## Your goal
Look through the data that follows and copy each line with the string "inconsistent".
+ + + +
PR #662, opened 2017-11-27
Index documents according to metadata schema major version number.

### LINKED ISSUE #594: Index bundles according to set of schema major versions

mikebaumann:
Place bundle index document in an ES index appropriate for the shape/structure/format 
of the metadata in the index document, so that it may be indexed successfully
without conflict.

The name of the index includes identification of the metadata schema release major number:
For example:
    v3 - Bundle contains metadata in the version 3 format
    v4 - Bundle contains metadata in the version 4 format
    ...

If no metadata version information is contained in the bundle, the bundle index document
is (attempted to be) added to the an index without a version identifier.
Currently this occurs in the case of the empty bundle used for deployment testing,
and perhaps other test data.

If/when bundle schemas are available, indexing should be updated to reflect the
bundle schema type and major version number.

Fixes #594

### DIFF
--- a/dss/events/handlers/index.py
+++ b/dss/events/handlers/index.py
@@ -167,7 +167,7 @@ def get_index_shape_identifier(index_document: dict, logger) -> str:
             "The bundle contains mixed schema major version numbers: {}".format(sorted(list(schema_version_map.keys())))
         return "v" + list(schema_version_map.keys())[0]
     else:
-        return ""  # No files with schema identifiers were found
+        return None  # No files with schema identifiers were found
 
 
 def get_bundle_id_from_key(bundle_key: str) -> str:
--- a/dss/events/handlers/index.py
+++ b/dss/events/handlers/index.py
@@ -6,10 +6,12 @@ import re
 import uuid
 import ipaddress
 import socket
+import typing
 from urllib.parse import urlparse, unquote
 
 import requests
 from cloud_blobstore import BlobStore, BlobStoreError
+from collections import defaultdict
 from elasticsearch.helpers import scan
 from requests_http_signature import HTTPSignatureAuth
 
@@ -51,10 +53,10 @@ def process_new_indexable_object(bucket_name: str, key: str, replica: str, logge
         bundle_id = get_bundle_id_from_key(key)
         index_data = create_index_data(blobstore, bucket_name, bundle_id, manifest, logger)
         alias_name = Config.get_es_alias_name(ESIndexType.docs, Replica[replica])
-        #  TODO (tsmith): get the major version from index data.
-        version = '1'
-        index_name = Config.get_es_index_name(ESIndexType.docs, Replica[replica], version)
-        add_index_data_to_elasticsearch(bundle_id, index_data, index_name, alias_name, logger)
+        index_shape_identifier = get_index_shape_identifier(index_data, logger)
+        index_name = Config.get_es_index_name(ESIndexType.docs, Replica[replica], index_shape_identifier)
+        get_elasticsearch_index(index_name, alias_name, logger)
+        add_data_to_elasticsearch(bundle_id, index_data, index_name, logger)
         subscriptions = find_matching_subscriptions(index_data, alias_name, logger)
         process_notifications(bundle_id, subscriptions, replica, logger)
         logger.debug(f"Finished index processing of {replica} creation event for bundle: {key}")
@@ -124,6 +126,48 @@ def create_index_data(handle: BlobStore, bucket_name: str, bundle_id: str, manif
             index_files[index_filename] = file_json
     index['files'] = index_files
     return index
+
+
+def get_index_shape_identifier(index_document: dict, logger) -> str:
+    """ Return string identifying the shape/structure/format of the data in the index document,
+    so that it may be indexed appropriately.
+
+    Currently, this returns a string identifying the metadata schema release major number:
+    For example:
+        v3 - Bundle contains metadata in the version 3 format
+        v4 - Bundle contains metadata in the version 4 format
+        ...
+
+    This includes verification that schema major number is the same for all index metadata
+    files in the bundle, as is the working plan for the 2017 Q4 demo.
+    If no metadata version information is contained in the bundle, the empty string is returned.
+    Currently this occurs in the case of the empty bundle used for deployment testing.
+
+    If/when bundle schemas are available, this function should be updated to reflect the
+    bundle schema type and major version number.
+
+    Other projects (non-HCA) may manage their metadata schemas (if any) and schema versions.
+    This should be an extension point that is customizable by other projects according to their metadata.
+    """
+
+    schema_version_map = defaultdict(set)  # type: typing.MutableMapping[str, typing.MutableSet[str]]
+    files = index_document['files']
+    for filename, file_content in files.items():
+        core = file_content.get('core')
+        if core is not None:
+            schema_type = core['type']
+            schema_version = core['schema_version']
+            schema_version_major = schema_version.split(".")[0]
+            schema_version_map[schema_version_major].add(schema_type)
+        else:
+            logger.info("%s", (f"File {filename} does not contain a 'core' section to identify "
+                               "the schema and schema version."))
+    if schema_version_map:
+        assert len(schema_version_map.keys()) == 1, \
+            "The bundle contains mixed schema major version numbers: {}".format(sorted(list(schema_version_map.keys())))
+        return "v" + list(schema_version_map.keys())[0]
+    else:
+        return ""  # No files with schema identifiers were found
 
 
 def get_bundle_id_from_key(bundle_key: str) -> str:
--- a/tests/test_indexer.py
+++ b/tests/test_indexer.py
@@ -288,21 +288,21 @@ class TestIndexerBase(DSSAssertMixin, DSSStorageMixin, DSSUploadMixin):
                 }
             }
         }
-        with self.subtest("Same major version."):
+        with self.subTest("Same major version."):
             self.assertEqual(get_index_shape_identifier(index_document, logger), "v3")
 
         index_document['files']['assay_json']['core']['schema_version'] = "4.0.0"
-        with self.subtest("Mixed/inconsistent metadata schema release versions in the same bundle"):
+        with self.subTest("Mixed/inconsistent metadata schema release versions in the same bundle"):
             with self.assertRaisesRegex(AssertionError,
                                         "The bundle contains mixed schema major version numbers: \['3', '4'\]"):
                 get_index_shape_identifier(index_document, logger)
 
         index_document['files']['sample_json']['core']['schema_version'] = "4.0.0"
-        with self.subtest("Consistent versions, with a different version value"):
+        with self.subTest("Consistent versions, with a different version value"):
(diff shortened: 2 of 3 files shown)


tests/test_indexer.py
```diff
@@ -268,11 +268,60 @@ def test_subscription_notification_unsuccessful(self):
                          f"WARNING:.*:Failed notification for subscription {subscription_id}"
                          f" for bundle {bundle_id} with transaction id .+ Code: {error_response_code}")
 
-    def test_alias_exists(self):
+    def test_get_index_shape_identifier(self):
```
Bento007: Don't test different conditions in the same test. Either create a new test case or use subtest.

tests/test_indexer.py
```diff
@@ -268,11 +268,60 @@ def test_subscription_notification_unsuccessful(self):
...
+                    'sample_json': {
+                        'core': {
+                            'schema_url': "http://hgwdev.soe.ucsc.edu/~kent/hca/schema/sample.json",
+                            'schema_version': "3.0.0",
+                            'type': "sample"
+                        }
+                    }
+                }
+            }
+        self.assertEqual(get_index_shape_identifier(index_document, logger), "v3")
```
Bento007: new test or subtest `with self.subtest("postive test"):`

tests/test_indexer.py
```diff
@@ -268,11 +268,60 @@ def test_subscription_notification_unsuccessful(self):
...
+
+        # Test with mixed/inconsistent metadata schema release versions in the same bundle
```
Bento007: new test or subtest  `with self.subtest("mixed/inconsistent metadata schema release versions in the same bundle"):`

tests/test_indexer.py
```diff
@@ -268,11 +268,60 @@ def test_subscription_notification_unsuccessful(self):
...
+        index_document['files']['assay_json']['core']['schema_version'] = "4.0.0"
+        with self.assertRaisesRegex(AssertionError,
+                                    "The bundle contains mixed schema major version numbers: \['3', '4'\]"):
+            get_index_shape_identifier(index_document, logger)
+
+        # Test with consistent versions, with a different version value
```
Bento007: new test or subtest `with self.subtest("consistent versions, with a different version value"):`

tests/test_indexer.py
```diff
@@ -268,11 +268,60 @@ def test_subscription_notification_unsuccessful(self):
...
+        index_document['files']['sample_json']['core']['schema_version'] = "4.0.0"
+        self.assertEqual(get_index_shape_identifier(index_document, logger), "v4")
+
+        # Test with an version file and unversioned file
```
Bento007: new test or subtest `with self.subtest("a version file and unversioned file"):`

tests/test_indexer.py
```diff
@@ -268,11 +268,60 @@ def test_subscription_notification_unsuccessful(self):
...
+        index_document['files']['assay_json'].pop('core')
+        with self.assertLogs(logger, level="INFO") as log_monitor:
+            get_index_shape_identifier(index_document, logger)
+        self.assertRegex(log_monitor.output[0], ("INFO:.*File assay_json does not contain a 'core' section "
+                                                 "to identify the schema and schema version."))
+        self.assertEqual(get_index_shape_identifier(index_document, logger), "v4")
+
+        # Test with no versioned file
```
Bento007: new test or subtest `with self.subtest("no versioned file"):`

tests/test_indexer.py
```diff
@@ -268,11 +268,60 @@ def test_subscription_notification_unsuccessful(self):
...
+        self.assertEqual(get_index_shape_identifier(index_document, logger), "")
+
+    def test_alias_and_versioned_index_exists(self):
         sample_event = self.create_sample_bundle_created_event(self.bundle_key)
         self.process_new_indexable_object(sample_event, logger)
         es_client = ElasticsearchClient.get(logger)
         self.assertTrue(es_client.indices.exists_alias(name=[self.dss_alias_name]))
+        alias = es_client.indices.get_alias(name=[self.dss_alias_name])
+        doc_index_name = dss.Config.get_es_index_name(dss.ESIndexType.docs, dss.Replica[self.replica], "v3")
+        self.assertTrue(doc_index_name in alias)
```
Bento007: use `assertIn`

dss/events/handlers/index.py
```diff
@@ -126,6 +128,48 @@ def create_index_data(handle: BlobStore, bucket_name: str, bundle_id: str, manif
...
+            schema_type = core['type']
+            schema_version = core['schema_version']
+            schema_version_major = schema_version.split(".")[0]
+            schema_version_map[schema_version_major].add(schema_type)
+        else:
+            logger.info("%s", (f"File {filename} does not contain a 'core' section to identify "
+                               "the schema and schema version."))
+    if schema_version_map:
+        assert len(schema_version_map.keys()) == 1, \
+            "The bundle contains mixed schema major version numbers: {}".format(sorted(list(schema_version_map.keys())))
```
Bento007: you don't need list(). Also is sorting there just to make testing easier?

dss/events/handlers/index.py
```diff
@@ -126,6 +128,48 @@ def create_index_data(handle: BlobStore, bucket_name: str, bundle_id: str, manif
...
+        return "v" + list(schema_version_map.keys())[0]
+    else:
+        return ""  # No files with schema identifiers were found
```
hannes-ucsc: I changed my mind: I think this should be `None`. That is IMO the most natural value for something that "you don't have" or "does not exist". 

get_es_index_name should be changed to explicitly test for None rather than any false-ish value.

tests/test_indexer.py
```diff
@@ -268,11 +268,60 @@ def test_subscription_notification_unsuccessful(self):
                          f"WARNING:.*:Failed notification for subscription {subscription_id}"
                          f" for bundle {bundle_id} with transaction id .+ Code: {error_response_code}")
 
-    def test_alias_exists(self):
+    def test_get_index_shape_identifier(self):
+        from dss.events.handlers.index import get_index_shape_identifier
+        index_document = \
```
hannes-ucsc: Not a change-request but dict(…) is more concise than `{…}` when the keys are valid identifiers:

```diff
@@ -270,25 +270,18 @@
 
     def test_get_index_shape_identifier(self):
         from dss.events.handlers.index import get_index_shape_identifier
-        index_document = \
-            {
-                'files': {
-                    'assay_json': {
-                        'core': {
-                            'schema_url': "http://hgwdev.soe.ucsc.edu/~kent/hca/schema/assay.json",
-                            'schema_version': "3.0.0",
-                            'type': "assay"
-                        }
-                    },
-                    'sample_json': {
-                        'core': {
-                            'schema_url': "http://hgwdev.soe.ucsc.edu/~kent/hca/schema/sample.json",
-                            'schema_version': "3.0.0",
-                            'type': "sample"
-                        }
-                    }
-                }
-            }
+        index_document = dict(
+            files=dict(
+                assay_json=dict(
+                    core=dict(
+                        schema_url="http://hgwdev.soe.ucsc.edu/~kent/hca/schema/assay.json",
+                        schema_version="3.0.0",
+                        type="assay")),
+                sample_json=dict(
+                    core=dict(
+                        schema_url="http://hgwdev.soe.ucsc.edu/~kent/hca/schema/sample.json",
+                        schema_version="3.0.0",
+                        type="sample"))))
         self.assertEqual(get_index_shape_identifier(index_document, logger), "v3")
 
         # Test with mixed/inconsistent metadata schema release versions in the same bundle
```

Also, having the closing curly braces on separate lines is unconventional in the Python world, IIRC.

tests/test_indexer.py
```diff
@@ -268,11 +268,60 @@ def test_subscription_notification_unsuccessful(self):
...
+                    },
+                    'sample_json': {
+                        'core': {
+                            'schema_url': "http://hgwdev.soe.ucsc.edu/~kent/hca/schema/sample.json",
+                            'schema_version': "3.0.0",
+                            'type': "sample"
+                        }
+                    }
+                }
+            }
```
hannes-ucsc: Not a change-request but dict(…) is more concise than `{…}` when the keys are valid identifiers:

```diff
@@ -270,25 +270,18 @@
 
     def test_get_index_shape_identifier(self):
         from dss.events.handlers.index import get_index_shape_identifier
-        index_document = \
-            {
-                'files': {
-                    'assay_json': {
-                        'core': {
-                            'schema_url': "http://hgwdev.soe.ucsc.edu/~kent/hca/schema/assay.json",
-                            'schema_version': "3.0.0",
-                            'type': "assay"
-                        }
-                    },
-                    'sample_json': {
-                        'core': {
-                            'schema_url': "http://hgwdev.soe.ucsc.edu/~kent/hca/schema/sample.json",
-                            'schema_version': "3.0.0",
-                            'type': "sample"
-                        }
-                    }
-                }
-            }
+        index_document = dict(
+            files=dict(
+                assay_json=dict(
+                    core=dict(
+                        schema_url="http://hgwdev.soe.ucsc.edu/~kent/hca/schema/assay.json",
+                        schema_version="3.0.0",
+                        type="assay")),
+                sample_json=dict(
+                    core=dict(
+                        schema_url="http://hgwdev.soe.ucsc.edu/~kent/hca/schema/sample.json",
+                        schema_version="3.0.0",
+                        type="sample"))))
         self.assertEqual(get_index_shape_identifier(index_document, logger), "v3")
 
         # Test with mixed/inconsistent metadata schema release versions in the same bundle
```

Also, having the closing curly braces on separate lines is unconventional in the Python world, IIRC.

hannes-ucsc:
Since the original base branch has landed, I changed the base branch to master.

Bento007:
@hannes-ucsc I think each test should only have one set of conditions to produce a specific outcome. Otherwise the intent of the test gets lost. I'd prefer each test be separated into it's own test case but subtest will work just as well in this case.

hannes-ucsc:
@Bento007 I don't think the intent gets lost because the assertion makes that clear in either case.

If I understand correctly, what subtests give you is better failure output and the ability to move past the first failing assertion in a test method.

https://www.caktusgroup.com/blog/2017/05/29/subtests-are-best/

My issue with your proposal in this case is that subtests don't actually achieve the second goal when state is modified between assertions:

```
with subtest():
    a = []
    assert len() == 0
with subtest():
    a.append(1) # buggy
    assert len() == 1
with subtest():
    a.append(2)
    assert len() == 2
```

Now lets say append had a bug that prevented the first call to succeed. Without subtests you'd get just one failure. With subtests you'd get two but the second one does not provide any additional information about the nature of the failure. 

The shared state makes the individual subtests depend on each other. Yet subtests only provide better test output if they *don't* depend on each other.

The alternative of individual test methods would require duplicating a lot of code.

Bento007:
@hannes-ucsc I adjust the subtest to keep each test as individual as possible.

tests/test_indexer.py
Bento007: resolved

tests/test_indexer.py
Bento007: resolved

hannes-ucsc:
Good to go from my side.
+ + + +
## Answer to this problem
-        with self.subtest("Mixed/inconsistent metadata schema release versions in the same bundle"):
+        with self.subTest("Mixed/inconsistent metadata schema release versions in the same bundle"):
+        # Test with mixed/inconsistent metadata schema release versions in the same bundle
Bento007: new test or subtest  `with self.subtest("mixed/inconsistent metadata schema release versions in the same bundle"):`
         # Test with mixed/inconsistent metadata schema release versions in the same bundle
         # Test with mixed/inconsistent metadata schema release versions in the same bundle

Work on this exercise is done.